▶ **PROMPT**
Set each line of the data down exactly, please.

Data records

══════════

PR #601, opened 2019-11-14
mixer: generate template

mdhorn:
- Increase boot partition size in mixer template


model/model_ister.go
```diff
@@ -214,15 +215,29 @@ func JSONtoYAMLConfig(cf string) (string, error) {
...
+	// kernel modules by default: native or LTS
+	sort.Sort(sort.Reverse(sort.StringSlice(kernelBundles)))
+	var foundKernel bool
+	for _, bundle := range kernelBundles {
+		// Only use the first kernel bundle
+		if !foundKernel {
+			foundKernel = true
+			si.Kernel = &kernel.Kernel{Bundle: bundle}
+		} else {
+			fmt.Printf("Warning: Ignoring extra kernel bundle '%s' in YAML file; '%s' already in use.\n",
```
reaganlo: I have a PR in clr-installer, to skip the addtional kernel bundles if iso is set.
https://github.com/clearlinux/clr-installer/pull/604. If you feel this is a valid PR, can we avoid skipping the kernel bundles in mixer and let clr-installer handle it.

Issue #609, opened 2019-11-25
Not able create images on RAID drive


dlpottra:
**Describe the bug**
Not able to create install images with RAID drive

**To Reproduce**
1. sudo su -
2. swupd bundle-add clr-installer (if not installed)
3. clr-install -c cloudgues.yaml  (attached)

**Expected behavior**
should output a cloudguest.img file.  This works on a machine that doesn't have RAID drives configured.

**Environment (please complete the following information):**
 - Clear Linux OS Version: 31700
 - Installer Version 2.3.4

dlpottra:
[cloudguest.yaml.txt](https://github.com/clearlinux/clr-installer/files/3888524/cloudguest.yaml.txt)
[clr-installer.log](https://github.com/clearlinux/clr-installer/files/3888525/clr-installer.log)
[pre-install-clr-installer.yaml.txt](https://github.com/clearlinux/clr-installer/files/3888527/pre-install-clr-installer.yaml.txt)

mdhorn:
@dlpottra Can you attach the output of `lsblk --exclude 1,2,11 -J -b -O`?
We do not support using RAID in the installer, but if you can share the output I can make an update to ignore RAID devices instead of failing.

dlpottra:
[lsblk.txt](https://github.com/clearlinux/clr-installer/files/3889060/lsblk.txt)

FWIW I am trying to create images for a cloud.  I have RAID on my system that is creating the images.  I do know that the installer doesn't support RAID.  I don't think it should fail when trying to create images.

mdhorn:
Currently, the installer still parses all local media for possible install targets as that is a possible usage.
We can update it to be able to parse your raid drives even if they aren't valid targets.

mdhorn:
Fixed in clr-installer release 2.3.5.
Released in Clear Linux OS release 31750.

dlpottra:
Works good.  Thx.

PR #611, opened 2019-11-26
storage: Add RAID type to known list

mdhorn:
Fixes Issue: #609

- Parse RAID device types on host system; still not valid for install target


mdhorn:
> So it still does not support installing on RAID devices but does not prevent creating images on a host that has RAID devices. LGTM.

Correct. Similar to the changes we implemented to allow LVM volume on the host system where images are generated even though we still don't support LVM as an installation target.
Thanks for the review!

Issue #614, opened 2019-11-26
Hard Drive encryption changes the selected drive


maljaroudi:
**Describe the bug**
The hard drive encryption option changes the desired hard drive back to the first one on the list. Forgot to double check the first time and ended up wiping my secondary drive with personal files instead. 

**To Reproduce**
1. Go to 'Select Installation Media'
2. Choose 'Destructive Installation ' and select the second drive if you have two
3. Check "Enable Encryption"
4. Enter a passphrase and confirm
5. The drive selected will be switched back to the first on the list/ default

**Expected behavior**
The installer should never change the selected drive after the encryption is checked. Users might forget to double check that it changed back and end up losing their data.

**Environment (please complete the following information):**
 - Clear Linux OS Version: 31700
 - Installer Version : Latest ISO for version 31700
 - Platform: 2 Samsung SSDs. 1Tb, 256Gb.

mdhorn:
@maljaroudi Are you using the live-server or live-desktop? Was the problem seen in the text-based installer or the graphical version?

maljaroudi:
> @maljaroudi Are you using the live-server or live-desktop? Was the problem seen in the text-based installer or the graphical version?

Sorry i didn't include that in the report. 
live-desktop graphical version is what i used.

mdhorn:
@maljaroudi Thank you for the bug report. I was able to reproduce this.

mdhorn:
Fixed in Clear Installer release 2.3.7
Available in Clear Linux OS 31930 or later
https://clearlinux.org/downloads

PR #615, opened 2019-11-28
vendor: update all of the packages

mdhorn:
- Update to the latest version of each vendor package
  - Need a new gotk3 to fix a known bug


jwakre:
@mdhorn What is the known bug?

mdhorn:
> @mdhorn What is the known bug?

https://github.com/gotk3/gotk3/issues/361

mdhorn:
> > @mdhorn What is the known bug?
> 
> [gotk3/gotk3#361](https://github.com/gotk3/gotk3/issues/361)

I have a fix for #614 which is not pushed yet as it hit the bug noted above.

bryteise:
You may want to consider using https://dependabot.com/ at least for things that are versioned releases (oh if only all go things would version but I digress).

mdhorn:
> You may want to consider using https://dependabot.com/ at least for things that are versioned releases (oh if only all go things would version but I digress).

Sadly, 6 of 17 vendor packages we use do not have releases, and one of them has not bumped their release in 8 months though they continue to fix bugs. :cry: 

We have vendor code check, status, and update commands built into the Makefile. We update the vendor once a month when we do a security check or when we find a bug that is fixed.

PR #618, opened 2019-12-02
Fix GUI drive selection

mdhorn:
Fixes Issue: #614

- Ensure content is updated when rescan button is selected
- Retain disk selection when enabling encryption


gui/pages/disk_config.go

══════════

▶ **WORKED SOLUTION**
PR #601, opened 2019-11-14
mixer: generate template

mdhorn:
- Increase boot partition size in mixer template


model/model_ister.go
```diff
@@ -214,15 +215,29 @@ func JSONtoYAMLConfig(cf string) (string, error) {
...
+	// kernel modules by default: native or LTS
+	sort.Sort(sort.Reverse(sort.StringSlice(kernelBundles)))
+	var foundKernel bool
+	for _, bundle := range kernelBundles {
+		// Only use the first kernel bundle
+		if !foundKernel {
+			foundKernel = true
+			si.Kernel = &kernel.Kernel{Bundle: bundle}
+		} else {
+			fmt.Printf("Warning: Ignoring extra kernel bundle '%s' in YAML file; '%s' already in use.\n",
```
reaganlo: I have a PR in clr-installer, to skip the addtional kernel bundles if iso is set.
https://github.com/clearlinux/clr-installer/pull/604. If you feel this is a valid PR, can we avoid skipping the kernel bundles in mixer and let clr-installer handle it.

Issue #609, opened 2019-11-25
Not able create images on RAID drive


dlpottra:
**Describe the bug**
Not able to create install images with RAID drive

**To Reproduce**
1. sudo su -
2. swupd bundle-add clr-installer (if not installed)
3. clr-install -c cloudgues.yaml  (attached)

**Expected behavior**
should output a cloudguest.img file.  This works on a machine that doesn't have RAID drives configured.

**Environment (please complete the following information):**
 - Clear Linux OS Version: 31700
 - Installer Version 2.3.4

dlpottra:
[cloudguest.yaml.txt](https://github.com/clearlinux/clr-installer/files/3888524/cloudguest.yaml.txt)
[clr-installer.log](https://github.com/clearlinux/clr-installer/files/3888525/clr-installer.log)
[pre-install-clr-installer.yaml.txt](https://github.com/clearlinux/clr-installer/files/3888527/pre-install-clr-installer.yaml.txt)

mdhorn:
@dlpottra Can you attach the output of `lsblk --exclude 1,2,11 -J -b -O`?
We do not support using RAID in the installer, but if you can share the output I can make an update to ignore RAID devices instead of failing.

dlpottra:
[lsblk.txt](https://github.com/clearlinux/clr-installer/files/3889060/lsblk.txt)

FWIW I am trying to create images for a cloud.  I have RAID on my system that is creating the images.  I do know that the installer doesn't support RAID.  I don't think it should fail when trying to create images.

mdhorn:
Currently, the installer still parses all local media for possible install targets as that is a possible usage.
We can update it to be able to parse your raid drives even if they aren't valid targets.

mdhorn:
Fixed in clr-installer release 2.3.5.
Released in Clear Linux OS release 31750.

dlpottra:
Works good.  Thx.

PR #611, opened 2019-11-26
storage: Add RAID type to known list

mdhorn:
Fixes Issue: #609

- Parse RAID device types on host system; still not valid for install target


mdhorn:
> So it still does not support installing on RAID devices but does not prevent creating images on a host that has RAID devices. LGTM.

Correct. Similar to the changes we implemented to allow LVM volume on the host system where images are generated even though we still don't support LVM as an installation target.
Thanks for the review!

Issue #614, opened 2019-11-26
Hard Drive encryption changes the selected drive


maljaroudi:
**Describe the bug**
The hard drive encryption option changes the desired hard drive back to the first one on the list. Forgot to double check the first time and ended up wiping my secondary drive with personal files instead. 

**To Reproduce**
1. Go to 'Select Installation Media'
2. Choose 'Destructive Installation ' and select the second drive if you have two
3. Check "Enable Encryption"
4. Enter a passphrase and confirm
5. The drive selected will be switched back to the first on the list/ default

**Expected behavior**
The installer should never change the selected drive after the encryption is checked. Users might forget to double check that it changed back and end up losing their data.

**Environment (please complete the following information):**
 - Clear Linux OS Version: 31700
 - Installer Version : Latest ISO for version 31700
 - Platform: 2 Samsung SSDs. 1Tb, 256Gb.

mdhorn:
@maljaroudi Are you using the live-server or live-desktop? Was the problem seen in the text-based installer or the graphical version?

maljaroudi:
> @maljaroudi Are you using the live-server or live-desktop? Was the problem seen in the text-based installer or the graphical version?

Sorry i didn't include that in the report. 
live-desktop graphical version is what i used.

mdhorn:
@maljaroudi Thank you for the bug report. I was able to reproduce this.

mdhorn:
Fixed in Clear Installer release 2.3.7
Available in Clear Linux OS 31930 or later
https://clearlinux.org/downloads

PR #615, opened 2019-11-28
vendor: update all of the packages

mdhorn:
- Update to the latest version of each vendor package
  - Need a new gotk3 to fix a known bug


jwakre:
@mdhorn What is the known bug?

mdhorn:
> @mdhorn What is the known bug?

https://github.com/gotk3/gotk3/issues/361

mdhorn:
> > @mdhorn What is the known bug?
> 
> [gotk3/gotk3#361](https://github.com/gotk3/gotk3/issues/361)

I have a fix for #614 which is not pushed yet as it hit the bug noted above.

bryteise:
You may want to consider using https://dependabot.com/ at least for things that are versioned releases (oh if only all go things would version but I digress).

mdhorn:
> You may want to consider using https://dependabot.com/ at least for things that are versioned releases (oh if only all go things would version but I digress).

Sadly, 6 of 17 vendor packages we use do not have releases, and one of them has not bumped their release in 8 months though they continue to fix bugs. :cry: 

We have vendor code check, status, and update commands built into the Makefile. We update the vendor once a month when we do a security check or when we find a bug that is fixed.

PR #618, opened 2019-12-02
Fix GUI drive selection

mdhorn:
Fixes Issue: #614

- Ensure content is updated when rescan button is selected
- Retain disk selection when enabling encryption


gui/pages/disk_config.go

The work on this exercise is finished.